Institute for Clinical and Translational Research, Biomedical Research Center, Slovak Academy of Sciences, Bratislava, Slovakia; Department of Molecular Biology, Faculty of Natural Sciences, Comenius University, Bratislava, Slovakia.
Department of Molecular Biology, Faculty of Natural Sciences, Comenius University, Bratislava, Slovakia; Institute of Molecular Biomedicine, Faculty of Medicine, Comenius University, Bratislava, Slovakia.
J Biotechnol. 2019 Jun 10;298:64-75. doi: 10.1016/j.jbiotec.2019.04.013. Epub 2019 Apr 15.

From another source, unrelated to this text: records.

Issue #432, opened 2022-09-02
End-to-end tests for wrapped ERC20 transfers between accounts


james-chf:
When a balance transfer is carried out, the EthBridge VP should only allow it if the sender of the transfer (i.e. owner of the balance which is being decreased) authorized the transaction.

This issue can be closed when we have tests for the following types of ERC20 transfers (similar to the generic multitoken transfer tests in https://github.com/anoma/namada/pull/886):
- [ ] implicit -> implicit
- [ ] implicit -> established
- [ ] established -> implicit
- [ ] established -> established

james-chf:
#8 is completed, so have widened the scope of this issue to cover wrapped ERC20 transfers for all accounts, not just established accounts. This issue depends on https://github.com/anoma/namada/issues/578, after which we can specifically have tests for wrapped ERC20 transfers.

PR #1112, opened 2023-02-01
Ensure wrapped ERC20 transfers are correctly authorized and add end-to-end tests for them

james-chf:
Closes https://github.com/anoma/namada/issues/432 and relates to https://github.com/anoma/namada/issues/508

This PR
- ensures we check the relevant VPs are being executed for wrapped ERC20 transfers
- adds end-to-end tests covering
  - transfers of DAI from Ethereum to implicit and established Namada accounts
  - authorized transfers of wrapped DAI between implicit <-> established accounts once on Namada
  - rejecting transactions that attempt to transfer wrapped DAI from implicit/established accounts, if the transactions aren't signed by the key which controls the sending account

NB: some helper fns added/used in this PR are also in https://github.com/anoma/namada/pull/886/files#diff-b26bbd416d9d500f8f12aee8f7b3182f35b5cacb748898d9c07fe2cdd41e69b8

### DIFF
--- a/shared/src/ledger/native_vp/ethereum_bridge/authorize.rs
+++ b/shared/src/ledger/native_vp/ethereum_bridge/authorize.rs
@@ -10,8 +10,9 @@ use namada_core::types::address::Address;
 pub(super) fn is_authorized(
     verifiers: &BTreeSet<Address>,
     sender: &Address,
+    receiver: &Address,
 ) -> bool {
-    verifiers.contains(sender)
+    verifiers.contains(sender) && verifiers.contains(receiver)
 }
 
 #[cfg(test)]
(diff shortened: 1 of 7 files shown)


sug0 (approved):
maybe I'd change some of the `INFO` to `DEBUG` logs, but otherwise lgtm

shared/src/ledger/native_vp/ethereum_bridge/authorize.rs
```diff
@@ -1,37 +1,43 @@
...
-) -> Result<bool> {
-    tracing::warn!(
-        "authorize::is_authorized is not implemented, so all transfers are \
-         authorized"
-    );
-    Ok(true)
+    verifiers: &BTreeSet<Address>,
+    sender: &Address,
+) -> bool {
+    verifiers.contains(sender)
```
batconjurer, line 14: honest question, I've always wondered if we trigger the receiver vp as well. Or can people not refuse money from certain accounts?

batconjurer (commented):
Generally looks good, I'm just waiting on an answer as to whether we trigger receiver vps for token transfers.

shared/src/ledger/native_vp/ethereum_bridge/authorize.rs
batconjurer: It seems we should trigger the receiver account as well.

batconjurer (changes requested):
Make sure the receiver vp also gets triggered.

shared/src/ledger/native_vp/ethereum_bridge/authorize.rs
james-chf: Will add this, will require some small refactoring.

Although massively parallel sequencing (MPS) is becoming common practice in both research and routine clinical care, confirmation requirements of identified DNA variants using alternative methods are still topics of debate. When evaluating variants directly from MPS data, different read depth statistics, together with specialized genotype quality scores are, therefore, of high relevance. Here we report results of our validation study performed in two different ways: 1) confirmation of MPS identified variants using Sanger sequencing; and 2) simultaneous Sanger and MPS analysis of exons of selected genes. Detailed examination of false-positive and false-negative findings revealed typical error sources connected to low read depth/coverage, incomplete reference genome, indel realignment problems, as well as microsatellite associated amplification errors leading to base miss-calling. However, all these error types were identifiable with thorough manual revision of aligned reads according to specific patterns of distributions of variants and their corresponding reads. Moreover, our results point to dependence of both basic quantitative metrics (such as total read counts, alternative allele read counts and allelic balance) together with specific genotype quality scores on the used bioinformatics pipeline, stressing thus the need for establishing of specific thresholds for these metrics in each laboratory and for each involved pipeline independently.
虽然大规模平行测序(MPS)在研究和常规临床护理中已变得普遍,但使用替代方法确认鉴定出的 DNA 变体的确认要求仍然是争论的话题。在直接从 MPS 数据评估变体时,不同的读取深度统计信息以及专门的基因型质量评分具有重要意义。在这里,我们报告了以两种不同方式进行的验证研究的结果:1)使用 Sanger 测序确认 MPS 鉴定出的变体;2)同时对选定基因的外显子进行 Sanger 和 MPS 分析。对假阳性和假阴性发现的详细检查揭示了与低读取深度/覆盖度、不完整的参考基因组、插入缺失重对齐问题以及导致碱基误报的微卫星相关扩增错误相关的典型错误源。然而,所有这些错误类型都可以通过根据变体及其相应读取的分布的特定模式来彻底手动修订对齐的读取来识别。此外,我们的结果表明,基本定量指标(例如总读取计数、替代等位基因读取计数和等位基因平衡)以及特定基因型质量评分都取决于所使用的生物信息学管道,因此需要为每个实验室和每个独立的参与管道建立这些指标的特定阈值。